The 27' hells bay is known as one of the worst riding hulls in that size
I'll say the quality is there but just because it bares the hells bay name doesnt mean its the best boat for the job or that it will be highly desirable


----------



## jmrodandgun (Sep 20, 2013)

It's not really fair to use workmanship as a gauge for for hull design. You can have a shit design but the boat is solid and put together with great attention to detail. Conversely you can have a rock solid design but nobody bothered to measure twice before they cut. You end up with a boat that performs excellent but all the hatches rattle, the stringers are coming lose, or the deck doesn't fit like it's supposed to. I've owned the latter of the two boats, and I would have rather owned the boat that didn't quite perform as well as the others but it was built to last.

When you're buying a boat you really need to think about how much you're willing to spend to meet your requirements. It just so happens that people are willing to spend a bunch of cash to get the best of both worlds. 

Complaining about the price of skiffs is like sitting in your Miata in the parking lot of a Porsche Owners Club track day and crying over all the dentists who spend 6 figures on 30 year old air cooled Porsches. I mean, the Miata is just as fun to drive around the track, right?


----------



## Backcountry 16 (Mar 15, 2016)

Harlieb3 said:


> Open and close a hatch on a HB and do the same on lesser priced boats. Does it make it catch more fish? Maybe not but it is an investment in quality and technology. I did not buy new but I did make a sound investment.

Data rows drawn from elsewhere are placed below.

PR #1850, opened 2024-05-20
Resolve projectRef for the FM direct controller

ziyue-101:
### Change description

Resolve project Ref for hub controller
### Tests you have done

### DIFF
--- a/pkg/controller/direct/utils/projectref.go
+++ b/pkg/controller/direct/utils/projectref.go
@@ -12,7 +12,7 @@
 // See the License for the specific language governing permissions and
 // limitations under the License.
 
-package logging
+package utils
 
 import (
 	"context"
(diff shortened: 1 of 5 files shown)


pkg/controller/direct/utils/projectref.go
```diff
@@ -12,7 +12,7 @@
 // See the License for the specific language governing permissions and
 // limitations under the License.
 
-package logging
+package utils
```
acpana, line 15: this may be a bit if bikeshedding but could we rename this pkg to `references` ?

acpana (commented):
/hold

one bikeshed-y comment, can be overridden.

/lgtm
/approve

pkg/controller/direct/utils/projectref.go
ziyue-101: Done!

yuwenma: I share the same bikeshedding as @acpana 🤣

yuwenma:
/lgtm
/approve

Thanks.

Plus you get a gas gauge is made from the best wood around comes of the money tree.


----------



## RG Air (Nov 10, 2015)

I sleep in a racecar


----------



## Str8-Six (Jul 6, 2015)

I don’t care what boat you buy it is never an investment unless you make a living with it(Fishing Guide). A boat is a discretionary consumer product. Again it’s simple, just like other discretionary consumer products, prices are determined by consumers wants and needs; supply and demand; and the competitive market place. Prices are high because there is a lots of demand right now. Just like a stock goes up when there is more buyers than sellers.


----------



## brianBFD (Oct 25, 2017)

Well, this straight forward no frills explanation should kill the thread.


----------



## HPXFLY (Aug 27, 2015)

fjmaverick said:


> The 27' hells bay is known as one of the worst riding hulls in that size
> I'll say the quality is there but just because it bares the hells bay name doesnt mean its the best boat for the job or that it will be highly desirable


But the 21 Cape Sable might be one of the best/most thought out 21 footers in its class..


----------



## el9surf (Dec 23, 2008)

One thing to keep in mind is cars are cranked out on an automated assembly line by the thousands each year.

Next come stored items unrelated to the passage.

PR #1852, opened 2024-05-20
Add structured config support for Expander

barney-s:
### Change description

Add ExpanderConfig to Expander
- Allows structured config for inbuilt expanders
- The ability to support refs for external configs
- remove proto annotations (cleanup)

### DIFF
--- a/experiments/compositions/composition/api/v1alpha1/composition_types.go
+++ b/experiments/compositions/composition/api/v1alpha1/composition_types.go
@@ -23,8 +23,6 @@ import (
 	metav1 "k8s.io/apimachinery/pkg/apis/meta/v1"
 )
 
-// TODO(barney-s) : Remove proto annotations
-
 // ConditionType defines the type of ManagedConfigSync condition
 type ConditionType string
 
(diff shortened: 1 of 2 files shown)


experiments/compositions/composition/api/v1alpha1/composition_types.go
```diff
@@ -45,57 +43,67 @@ type ResourceRef struct {
 	// resource: ServiceIdentity.serviceusage.cnrm.cloud.google.com/v1beta1//sqladmin.googleapis.com
 
 	// OPTION 2
-	Group      string `json:"group,omitempty" protobuf:"bytes,1,name=group"`
-	Version    string `json:"version,omitempty" protobuf:"bytes,2,opt,name=version"`
-	Kind       string `json:"kind" protobuf:"bytes,3,name=kind"`
-	Name       string `json:"name,omitempty" protobuf:"bytes,4,name=name"`
-	NameSuffix string `json:"nameSuffix,omitempty" protobuf:"bytes,2,name=nameSuffix"`
+	Group      string `json:"group,omitempty"`
```
cheftako, line 46: Do we still have/want an option 1?

experiments/compositions/composition/api/v1alpha1/composition_types.go
```diff
@@ -45,57 +43,67 @@ type ResourceRef struct {
...
 type ValuesFrom struct {
-	Name        string      `json:"name" protobuf:"bytes,1,name=name"`
-	ResourceRef ResourceRef `json:"resourceRef" protobuf:"resourceRef,2,name=resourceref"`
-	FieldRef    []FieldRef  `json:"fieldRef" protobuf:"fieldRef,3,name=fieldref"`
+	Name        string      `json:"name"`
+	ResourceRef ResourceRef `json:"resourceRef"`
+	FieldRef    []FieldRef  `json:"fieldRef"`
+}
+
+type Jinja2 struct {
```
cheftako, line 64: Shouldn't this be part of the Jinja expander rather than the composition?

experiments/compositions/composition/api/v1alpha1/composition_types.go
```diff
@@ -45,57 +43,67 @@ type ResourceRef struct {
...
+	Template string `json:"template"`
+}
+
+// ConfigReference - For BYO Expanders, we can extend it
+type ConfigReference struct {
+	APIGroup  string `json:"APIGroup"`
+	Name      string `json:"name"`
+	Namespace string `json:"namespace,omitempty"`
+}
+type ExpanderConfig struct {
```
cheftako, line 74: Missing empty line

experiments/compositions/composition/api/v1alpha1/composition_types.go
barney-s: Jinja Expander has no CRD for itself. ExpanderVersion is not the right place. 
Iam expecting few common built-in expanders (core expanders) that are part of the system. 

Along those lines jinja2 is part of the built-in for now.

experiments/compositions/composition/api/v1alpha1/composition_types.go
barney-s: fixed and added comments.

experiments/compositions/composition/api/v1alpha1/composition_types.go
xiaoweim: so does that mean that we will also have a struct for the second expander that we are adding?

barney-s: thats correct. 
Added a comment to that effect: https://github.com/GoogleCloudPlatform/k8s-config-connector/blob/c0b57d8e17aa41097a1a892019b0b3371e958b97/experiments/compositions/composition/api/v1alpha1/composition_types.go#L79

cheftako: Seems ok for now but we need to think through the adding a new expander CUJ. I think the best way to do that it actually be uniform in how we add expanders. Toward that end I think we should have the expanders configuration CRD as another part of the expander package along with relevant roles, permissions etc.

experiments/compositions/composition/api/v1alpha1/composition_types.go
```diff
@@ -45,57 +43,71 @@ type ResourceRef struct {
...
+	APIGroup  string `json:"APIGroup"`
+	Name      string `json:"name"`
+	Namespace string `json:"namespace,omitempty"`
+}
+
+type ExpanderConfig struct {
+	// Built in expanders
+	Jinja2 *Jinja2 `json:"jinja2,omitempty"`
+	// Soon..
+	// Getter *Getter `json:"getter,omitempty"`
```
cheftako, line 79: When we get to the "Getter" I would like us to take a look at how to make this more generic. It seems like this should be a reference to a config object appropriate to the expander and we should have 1 such field for all the expander types rather than for each expander type.

experiments/compositions/composition/api/v1alpha1/composition_types.go
```diff
@@ -45,57 +43,71 @@ type ResourceRef struct {
...
-	// NOTE: Tighten the Composition API to include fields that are used in the controller
-	//  As we add features we can uncomment these fields
+	Version    string       `json:"version,omitempty"`
+	ValuesFrom []ValuesFrom `json:"valuesFrom,omitempty"`
 
-	//ConfigAPIGroup  string `json:"configAPIGroup,omitempty" protobuf:"bytes,3,opt,name=configAPIGroup"`
-	//ConfigName      string `json:"configName,omitempty" protobuf:"bytes,4,opt,name=configName"`
-	//ConfigNamespace string `json:"configNamespace,omitempty" protobuf:"bytes,5,opt,name=configNamespace"`
-	//Image string `json:"image" protobuf:"bytes,6,opt,name=image"`
+	ExpanderConfig `json:""`
```
cheftako, line 97: We should not need ExpanderConfig and Jinja2/Getter configs.

cheftako: I think this is the correct direction but we should probably at least have a direction comment/todo.

experiments/compositions/composition/api/v1alpha1/composition_types.go
barney-s: The disadvantage with this approach is the composition is not inline. Meaning when defining a composition we would need to define a few expander objects and reference it in the composition. Is this the experience we want for built in expanders as well ?

experiments/compositions/composition/api/v1alpha1/composition_types.go
barney-s: I see your intent. 
At the same-time having inline-expander config has simpler UX.

Wondering whats the best way. May be i can add a third expander that is properly offline.

experiments/compositions/composition/api/v1alpha1/composition_types.go
barney-s: I was thinking a few inbuilt (inline) expanders and support for external expander configs (BYO)

experiments/compositions/composition/api/v1alpha1/composition_types.go
barney-s: Adding a comment and a TODO to not have inline expanders long run

experiments/compositions/composition/api/v1alpha1/composition_types.go
barney-s: Adding a comment and a TODO to not have inline expanders long run

experiments/compositions/composition/api/v1alpha1/composition_types.go
barney-s: Adding a comment and a TODO to not have inline expanders long run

The expensive used skiffs you mentioned are built by hand, most of which are 100% made specific to a customers order. Some of these top tier builders may not make more than 100 boats a year. I have spoken to one builder and they know their production schedule and exactly how many boats they need to build to run their business at an ideal level.

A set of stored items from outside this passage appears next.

PR #1861, opened 2024-05-21
tests: simplify monitoringdashboard test case, add to tests-e2e-direct

justinsb:
Changing to a random display name is not very intuitive (and doesn't
get us much).
    
Also add this to tests-e2e-direct, so we verify the golden output

### DIFF
--- a/scripts/github-actions/tests-e2e-direct.sh
+++ b/scripts/github-actions/tests-e2e-direct.sh
@@ -38,7 +38,7 @@ echo "Running e2e tests fixtures for LoggingLogMetric direct reconciliation..."
 GOLDEN_OBJECT_CHECKS=1 \
 GOLDEN_REQUEST_CHECKS=1 \
 E2E_KUBE_TARGET=envtest RUN_E2E=1 E2E_GCP_TARGET=mock \
-  go test -test.count=1 -timeout 600s -v ./tests/e2e -run 'TestAllInSeries/fixtures/explicitlogmetric|TestAllInSeries/fixtures/exponentiallogmetric|TestAllInSeries/fixtures/linearlogmetric|TestAllInSeries/fixtures/logbucketmetric'
+  go test -test.count=1 -timeout 600s -v ./tests/e2e -run 'TestAllInSeries/fixtures/explicitlogmetric|TestAllInSeries/fixtures/exponentiallogmetric|TestAllInSeries/fixtures/linearlogmetric|TestAllInSeries/fixtures/logbucketmetric|TestAllInSeries/fixtures/monitoringdashboard'
 
 echo "Running scenarios tests for LoggingLogMetric direct reconciliation..."
 
--- a/pkg/test/resourcefixture/testdata/basic/monitoring/v1beta1/monitoringdashboard/monitoringdashboardrefs/_generated_object_monitoringdashboardrefs.golden.yaml
+++ b/pkg/test/resourcefixture/testdata/basic/monitoring/v1beta1/monitoringdashboard/monitoringdashboardrefs/_generated_object_monitoringdashboardrefs.golden.yaml
@@ -52,7 +52,7 @@ spec:
           filter: metric.type="agent.googleapis.com/nginx/connections/accepted_count"
           resourceNames: []
         title: Widget 4
-  displayName: monitoringdashboard-${uniqueId}
+  displayName: monitoringdashboard updated
   projectRef:
     name: otherproject
   resourceID: monitoringdashboard-${uniqueId}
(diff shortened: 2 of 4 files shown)


scripts/github-actions/tests-e2e-direct.sh
```diff
@@ -38,7 +38,7 @@ KCC_USE_DIRECT_RECONCILERS=LoggingLogMetric \
 GOLDEN_OBJECT_CHECKS=1 \
 GOLDEN_REQUEST_CHECKS=1 \
 E2E_KUBE_TARGET=envtest RUN_E2E=1 E2E_GCP_TARGET=mock \
-  go test -test.count=1 -timeout 600s -v ./tests/e2e -run 'TestAllInSeries/fixtures/explicitlogmetric|TestAllInSeries/fixtures/exponentiallogmetric|TestAllInSeries/fixtures/linearlogmetric'
+  go test -test.count=1 -timeout 600s -v ./tests/e2e -run 'TestAllInSeries/fixtures/explicitlogmetric|TestAllInSeries/fixtures/exponentiallogmetric|TestAllInSeries/fixtures/linearlogmetric|TestAllInSeries/fixtures/monitoringdashboard'
```
acpana, line 41: two quick points:

- this is not using the direct controller for monitoring yet
- we probably want to ignore the `s-i-s: merge`

I don't think we can do the same trick as the `script.yaml` annotations for `absent` since these are fixtures but will leave that up to you if you want to modify the yaml or add a code check (specifically for `monitoring` I think) for now.

( these are probably all items I could've done better 😛 )

yuwenma: Can you share more context about the "script.yaml and the trick" (just in case others may hit a problem)?
 
I thought this go test  is a short path for LLM only: the `KCC_USE_DIRECT_RECONCILERS` specifies to LLM and the run only lists LLM related tests.
If we want to run tests for different scifi controllers, maybe we shall separate it from here?

acpana: > I don't think we can do the same trick as the script.yaml annotations for absent since these are fixtures

Oh I see, I think this comment was a bit confusing and I should've linked the code I had in mind 🤦🏼 Here's an example of using `state-into-spec: absent` in`script.yaml`:

https://github.com/GoogleCloudPlatform/k8s-config-connector/blob/86a55f99a46e5fb5a1072d6e9fa819edcfb03fb2/tests/e2e/testdata/scenarios/direct/llm_immutable_field/labels_value_type/script.yaml#L15-L20

But again, I don't think we can use that here because the `fixture` tests are shared in `test-e2e-fixtures` today, and more importantly, in post submits.

> I thought this go test is a short path for LLM only: the KCC_USE_DIRECT_RECONCILERS specifies to LLM and the run only lists LLM related tests.

Yes I meant to highlight that in with this point:

> * this is not using the direct controller for monitoring yet

So today, adding that would be a "no-op" and yes we would require a `KCC_USE_DIRECT_RECONCILERS` flag when we actually want to use the direct controller. Moreover, I'd recommend we split out the LLM and other resources 😛

justinsb:
Actually looks like I did most of this better in #1806, so let's get that one in first, then I'll rebase

/hold

scripts/github-actions/tests-e2e-direct.sh
```diff
@@ -38,7 +38,7 @@ KCC_USE_DIRECT_RECONCILERS=LoggingLogMetric \
 GOLDEN_OBJECT_CHECKS=1 \
```
yuwenma, line 38: Just to double check, do we want to run monitoringdashboard direct controller on the test "monitoringdashboard"?  If so, I think we want to include the Kind name in KCC_USE_DIRECT_RECONCILERS or using a different command (so you can  echo the steps more granularly)

justinsb: So I wanted to start by adding this to the "strict" tests where we check the golden output.  _Then_ I would add it to KCC_USE_DIRECT_RECONCILERS, and we would be able to see the changes in behaviour (if any) at the http and at the KRM level. 

I think what's going wrong is that we've turned off golden tests with KCC_USE_DIRECT_RECONCILERS, and I don't think we should have done that.

yuwenma:
PR looks good. could you capture the latest log and I think this PR is ready to go!

justinsb:
I think the flakes are due to races in the SLEEP approach, which was always intended as a temporary hack to be fixed in https://github.com/GoogleCloudPlatform/k8s-config-connector/pull/1800. I updated that PR.

scripts/github-actions/tests-e2e-direct.sh
yuwenma: Sounds good. With #1910 , those LLM tests should no longer need the  KCC_USE_DIRECT_RECONCILERS flag (and thanks for the cleanup in #1919). 

When the monitoring dashboard is ready for the direct controller, you can simply remove the [dcl2crd label](https://github.com/GoogleCloudPlatform/k8s-config-connector/blob/b0451688317d853117d0f93e324f0d6cb000558c/apis/monitoring/v1beta1/monitoringdashboard_types.go#L870)  (KCC_USE_DIRECT_RECONCILERS should also work but I think it less preferred for beta resource)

If you go on Craigslist and look for a used Lexus you will probably have hundreds to choose from over a 6 month period and if you can't find what you want just look in a different city. You can't do that with a high end skiff. You might have the luxury of having 5 or 10 that show up used in that same time period for the whole state. Once your search moves outside of FL that availability goes down even more.


----------



## flytyn (Aug 21, 2012)

My 03 Whipray is still 38


MariettaMike said:


> 1) Considering this site is known for low balling tire kickers that aren't shy to disrespect a seller's thread with BS responses I think the prices on this forum are intentionally inflated. They even made a rule against it, but you'll still see it in the "Not Mine" posts.
> 
> 2) The majority of luxury cars are leased based on ridiculously high residual values to keep monthly payments low and take market share. Those cars are typically turned in because of that high residual, and then auctioned back to dealers. From there the market and banks decides what they are worth. The volume of cars being bought and sold supports lower pricing and margins. None of this is true for flats boat sales, and you will never see a BoatMax with no haggle pricing.
> 
> ...


Mike, you want to come over Jan 20th to fish the RedFly tournament? It can be fished single or as a team. Captains meeting and registration the morning of tournament. We can fish my Whip.


----------



## flytyn (Aug 21, 2012)

jmrodandgun said:


> It's not really fair to use workmanship as a gauge for for hull design. You can have a shit design but the boat is solid and put together with great attention to detail. Conversely you can have a rock solid design but nobody bothered to measure twice before they cut. You end up with a boat that performs excellent but all the hatches rattle, the stringers are coming lose, or the deck doesn't fit like it's supposed to. I've owned the latter of the two boats, and I would have rather owned the boat that didn't quite perform as well as the others but it was built to last.
> 
> When you're buying a boat you really need to think about how much you're willing to spend to meet your requirements. It just so happens that people are willing to spend a bunch of cash to get the best of both worlds.
> 
> Complaining about the price of skiffs is like sitting in your Miata in the parking lot of a Porsche Owners Club track day and crying over all the dentists who spend 6 figures on 30 year old air cooled Porsches. I mean, the Miata is just as fun to drive around the track, right?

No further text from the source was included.